[Source data]

PR #4146, opened 2022-03-28
refactor: remove querier sync loop

### LINKED ISSUE #4123: Querier: remove sync loop altogether

crepererum:
Namespaces are now created on demand and contain their full schema. Tombstones/chunks are created on demand during the query.

Closes #4123.


querier/src/handler.rs
```diff
@@ -63,14 +60,7 @@ impl QuerierHandlerImpl {
...
 
-        let join_handles = vec![(
-            String::from("database sync"),
-            shared_handle(tokio::spawn(database_sync_loop(
-                Arc::clone(&database),
-                shutdown.clone(),
-                Arc::clone(&poison_cabinet),
-            ))),
-        )];
+        let join_handles = vec![];
```
alamb, line 63: are join_handles used at all anymore? Maybe they can be removed entirely

querier/src/handler.rs
```diff
@@ -98,6 +88,8 @@ impl QuerierHandler for QuerierHandlerImpl {
                 panic!("Background worker '{name}' exited early!");
             }
         }
+
+        self.shutdown.cancelled().await;
```
alamb, line 92: I don't understand why `join()`ing the querier would also trigger the cancellation token. I expect that the call to `cancelled()` happens at a higher level.

Specifically,  I expected the sequence to be:

1. call `shutdown.cancelled()`
2. call `join()`

By calling `shutdown.cancelled()` doesn't it means that `join()`ing the querier will eventually cause everything else to shutdown?

querier/src/namespace/mod.rs
```diff
@@ -19,71 +17,72 @@ mod test_util;
...
-    chunk_adapter: Arc<ParquetChunkAdapter>,
-
     /// ID of this namespace.
     id: NamespaceId,
 
     /// Name of this namespace.
     name: Arc<str>,
 
+    /// Tables in this namespace.
+    tables: Arc<HashMap<Arc<str>, Arc<QuerierTable>>>,
```
alamb, line 33: ❤️

alamb (approved):
Love it

querier/src/handler.rs
crepererum: `cancelled()` doesn't trigger, it waits. Don't confuse that with `.cancel()`. Your higher-level API intuition is right and tested by the shutdown test in the same module. The reason we need this additional `.await` call here is that we no longer have any background workers, this method here will return immediately which would cause the querier process to exit.

querier/src/handler.rs
crepererum: I wanted to keep them for now because I'm not sure yet if we need some background loop for some cache maintenance or warm-up work.

querier/src/handler.rs
alamb: 👍

PR #4147, opened 2022-03-28
docs: improve description of `INFLUXDB_..._RANGE_START` and `INFLUXDB_...._RANGE_END`

alamb:
# Rationale
I was confused about what this parameter did in NG initially. As I have been learning more about the various terms in IOx NG I think I have a better understanding now, so I wanted to encode that understanding in the help text

# Changes
Update CLI text


clap_blocks/src/compactor.rs
```diff
@@ -10,14 +10,18 @@ pub struct CompactorConfig {
     )]
     pub topic: String,
 
-    /// Write buffer partition number to start (inclusive) range with
+    /// Start (inclusive) of the write buffer partition ids (sequencer
+    /// ids) this Compactor will compact for. Each Compactor handles
+    /// data from sequencer ids [start, end]
```
crepererum, line 15: I think we should avoid the term "partition" here since technically we have have two data splits -- sharding and partitioning -- and this parameter has nothing to do with the latter.

clap_blocks/src/compactor.rs
```diff
@@ -10,14 +10,18 @@ pub struct CompactorConfig {
...
     #[clap(
         long = "--write-buffer-partition-range-start",
         env = "INFLUXDB_IOX_WRITE_BUFFER_PARTITION_RANGE_START"
     )]
     pub write_buffer_partition_range_start: i32,
 
-    /// Write buffer partition number to end (inclusive) range with
+    /// End of the write buffer partition ids (sequencer ids) this
+    /// Compactor will compact for. Each Compactor handles data from
+    /// sequencer ids [start, end]
```
crepererum, line 24: Same comment as above. Would also be nice if the word `inclusive` could stay since some people might not fully grasp the mathematical notation.

clap_blocks/src/compactor.rs
alamb: 🤔  good point -- the `partition` in this case is `kafka` partitions, confusingly, not IOx partitions.


However, the actual parameter name has `partition` in it.... 🤔

clap_blocks/src/compactor.rs
```diff
@@ -10,14 +10,18 @@ pub struct CompactorConfig {
...
+    /// ids) this Compactor will compact for. Each Compactor handles
+    /// data from sequencer ids [start, end]
     #[clap(
         long = "--write-buffer-partition-range-start",
         env = "INFLUXDB_IOX_WRITE_BUFFER_PARTITION_RANGE_START"
     )]
     pub write_buffer_partition_range_start: i32,
 
-    /// Write buffer partition number to end (inclusive) range with
+    /// End of the write buffer partition ids (sequencer ids) this
```
alamb, line 22:
```suggestion
    /// End (inclusive) of the write buffer partition ids (sequencer ids) this
```

clap_blocks/src/ingester.rs
```diff
@@ -1,14 +1,18 @@
...
+    /// ids) this Ingester will read from. Each Ingester reads from
+    /// sequencer ids [start, end]
     #[clap(
         long = "--write-buffer-partition-range-start",
         env = "INFLUXDB_IOX_WRITE_BUFFER_PARTITION_RANGE_START"
     )]
     pub write_buffer_partition_range_start: i32,
 
-    /// Write buffer partition number to end (inclusive) range with
+    /// End of the write buffer partition ids (sequencer
```
alamb, line 13:
```suggestion
    /// End (inclusive) of the write buffer partition ids (sequencer
```

clap_blocks/src/compactor.rs
crepererum: Oh, could we rename the parameter :sweat_smile:

alamb: I am going to start a conversation with the larger group about renaming the parameter

domodwyer (approved):
I am in favour of renaming it too 👍

alamb:
Update here is that I plan to rename the parameters, but will try and do so in a backwards compatible way (so that I can roll out the changes, update our configs, and then remove the old parameters) as a test of doing so in the Continuous Deployment world

alamb:
I will create a new ticket / PR for this work later today

alamb:
I found another confusingly named one too `INFLUXDB_IOX_WRITE_BUFFER_AUTO_CREATE_TOPICS` really is auto create partitions...

PR #4149, opened 2022-03-28
refactor: Extract common, OG database and router out of influxdb_ioxd

alamb:
# Rationale

Continues the quest to make `influxdb_ioxd` less monolithic (and thus compile faster)

# Changes
Extracts code from `influxdb_ioxd`:
1. `ioxd_common`
2. `ioxd_database`
3. `ioxd_router`

Removes unneeded dependencies in `influxdb_ioxd`

I next plan to give the same treatment to `router2`, `querier`, `ingester` and `compactor` and possibly fold remaining `influxdb_ioxd` into `influxdb_iox` (depending on what is left)


influxdb_ioxd/src/lib.rs
```diff
@@ -1,78 +1,36 @@
...
-    #[snafu(display("Early RPC shutdown"))]
-    LostRpc,
-
-    #[snafu(display("Early server shutdown"))]
-    LostServer,
 }
 
 pub type Result<T, E = Error> = std::result::Result<T, E>;
 
-/// On unix platforms we want to intercept SIGINT and SIGTERM
```
alamb, line 55: moved to `ioxd_common`

domodwyer (approved):

alamb:
I tested locally that this PR does not conflict with https://github.com/influxdata/influxdb_iox/pull/4139 which I think @pauldix was possibly worried about

I purposely didn't extract the NG components yet -- will do as a follow on PR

[/Source data]

§ **Directions**
Would you please output every record again, exactly?

§ **Solution**
PR #4146, opened 2022-03-28
refactor: remove querier sync loop

### LINKED ISSUE #4123: Querier: remove sync loop altogether

crepererum:
Namespaces are now created on demand and contain their full schema. Tombstones/chunks are created on demand during the query.

Closes #4123.


querier/src/handler.rs
```diff
@@ -63,14 +60,7 @@ impl QuerierHandlerImpl {
...
 
-        let join_handles = vec![(
-            String::from("database sync"),
-            shared_handle(tokio::spawn(database_sync_loop(
-                Arc::clone(&database),
-                shutdown.clone(),
-                Arc::clone(&poison_cabinet),
-            ))),
-        )];
+        let join_handles = vec![];
```
alamb, line 63: are join_handles used at all anymore? Maybe they can be removed entirely

querier/src/handler.rs
```diff
@@ -98,6 +88,8 @@ impl QuerierHandler for QuerierHandlerImpl {
                 panic!("Background worker '{name}' exited early!");
             }
         }
+
+        self.shutdown.cancelled().await;
```
alamb, line 92: I don't understand why `join()`ing the querier would also trigger the cancellation token. I expect that the call to `cancelled()` happens at a higher level.

Specifically,  I expected the sequence to be:

1. call `shutdown.cancelled()`
2. call `join()`

By calling `shutdown.cancelled()` doesn't it means that `join()`ing the querier will eventually cause everything else to shutdown?

querier/src/namespace/mod.rs
```diff
@@ -19,71 +17,72 @@ mod test_util;
...
-    chunk_adapter: Arc<ParquetChunkAdapter>,
-
     /// ID of this namespace.
     id: NamespaceId,
 
     /// Name of this namespace.
     name: Arc<str>,
 
+    /// Tables in this namespace.
+    tables: Arc<HashMap<Arc<str>, Arc<QuerierTable>>>,
```
alamb, line 33: ❤️

alamb (approved):
Love it

querier/src/handler.rs
crepererum: `cancelled()` doesn't trigger, it waits. Don't confuse that with `.cancel()`. Your higher-level API intuition is right and tested by the shutdown test in the same module. The reason we need this additional `.await` call here is that we no longer have any background workers, this method here will return immediately which would cause the querier process to exit.

querier/src/handler.rs
crepererum: I wanted to keep them for now because I'm not sure yet if we need some background loop for some cache maintenance or warm-up work.

querier/src/handler.rs
alamb: 👍

PR #4147, opened 2022-03-28
docs: improve description of `INFLUXDB_..._RANGE_START` and `INFLUXDB_...._RANGE_END`

alamb:
# Rationale
I was confused about what this parameter did in NG initially. As I have been learning more about the various terms in IOx NG I think I have a better understanding now, so I wanted to encode that understanding in the help text

# Changes
Update CLI text


clap_blocks/src/compactor.rs
```diff
@@ -10,14 +10,18 @@ pub struct CompactorConfig {
     )]
     pub topic: String,
 
-    /// Write buffer partition number to start (inclusive) range with
+    /// Start (inclusive) of the write buffer partition ids (sequencer
+    /// ids) this Compactor will compact for. Each Compactor handles
+    /// data from sequencer ids [start, end]
```
crepererum, line 15: I think we should avoid the term "partition" here since technically we have have two data splits -- sharding and partitioning -- and this parameter has nothing to do with the latter.

clap_blocks/src/compactor.rs
```diff
@@ -10,14 +10,18 @@ pub struct CompactorConfig {
...
     #[clap(
         long = "--write-buffer-partition-range-start",
         env = "INFLUXDB_IOX_WRITE_BUFFER_PARTITION_RANGE_START"
     )]
     pub write_buffer_partition_range_start: i32,
 
-    /// Write buffer partition number to end (inclusive) range with
+    /// End of the write buffer partition ids (sequencer ids) this
+    /// Compactor will compact for. Each Compactor handles data from
+    /// sequencer ids [start, end]
```
crepererum, line 24: Same comment as above. Would also be nice if the word `inclusive` could stay since some people might not fully grasp the mathematical notation.

clap_blocks/src/compactor.rs
alamb: 🤔  good point -- the `partition` in this case is `kafka` partitions, confusingly, not IOx partitions.


However, the actual parameter name has `partition` in it.... 🤔

clap_blocks/src/compactor.rs
```diff
@@ -10,14 +10,18 @@ pub struct CompactorConfig {
...
+    /// ids) this Compactor will compact for. Each Compactor handles
+    /// data from sequencer ids [start, end]
     #[clap(
         long = "--write-buffer-partition-range-start",
         env = "INFLUXDB_IOX_WRITE_BUFFER_PARTITION_RANGE_START"
     )]
     pub write_buffer_partition_range_start: i32,
 
-    /// Write buffer partition number to end (inclusive) range with
+    /// End of the write buffer partition ids (sequencer ids) this
```
alamb, line 22:
```suggestion
    /// End (inclusive) of the write buffer partition ids (sequencer ids) this
```

clap_blocks/src/ingester.rs
```diff
@@ -1,14 +1,18 @@
...
+    /// ids) this Ingester will read from. Each Ingester reads from
+    /// sequencer ids [start, end]
     #[clap(
         long = "--write-buffer-partition-range-start",
         env = "INFLUXDB_IOX_WRITE_BUFFER_PARTITION_RANGE_START"
     )]
     pub write_buffer_partition_range_start: i32,
 
-    /// Write buffer partition number to end (inclusive) range with
+    /// End of the write buffer partition ids (sequencer
```
alamb, line 13:
```suggestion
    /// End (inclusive) of the write buffer partition ids (sequencer
```

clap_blocks/src/compactor.rs
crepererum: Oh, could we rename the parameter :sweat_smile:

alamb: I am going to start a conversation with the larger group about renaming the parameter

domodwyer (approved):
I am in favour of renaming it too 👍

alamb:
Update here is that I plan to rename the parameters, but will try and do so in a backwards compatible way (so that I can roll out the changes, update our configs, and then remove the old parameters) as a test of doing so in the Continuous Deployment world

alamb:
I will create a new ticket / PR for this work later today

alamb:
I found another confusingly named one too `INFLUXDB_IOX_WRITE_BUFFER_AUTO_CREATE_TOPICS` really is auto create partitions...

PR #4149, opened 2022-03-28
refactor: Extract common, OG database and router out of influxdb_ioxd

alamb:
# Rationale

Continues the quest to make `influxdb_ioxd` less monolithic (and thus compile faster)

# Changes
Extracts code from `influxdb_ioxd`:
1. `ioxd_common`
2. `ioxd_database`
3. `ioxd_router`

Removes unneeded dependencies in `influxdb_ioxd`

I next plan to give the same treatment to `router2`, `querier`, `ingester` and `compactor` and possibly fold remaining `influxdb_ioxd` into `influxdb_iox` (depending on what is left)


influxdb_ioxd/src/lib.rs
```diff
@@ -1,78 +1,36 @@
...
-    #[snafu(display("Early RPC shutdown"))]
-    LostRpc,
-
-    #[snafu(display("Early server shutdown"))]
-    LostServer,
 }
 
 pub type Result<T, E = Error> = std::result::Result<T, E>;
 
-/// On unix platforms we want to intercept SIGINT and SIGTERM
```
alamb, line 55: moved to `ioxd_common`

domodwyer (approved):

alamb:
I tested locally that this PR does not conflict with https://github.com/influxdata/influxdb_iox/pull/4139 which I think @pauldix was possibly worried about

I purposely didn't extract the NG components yet -- will do as a follow on PR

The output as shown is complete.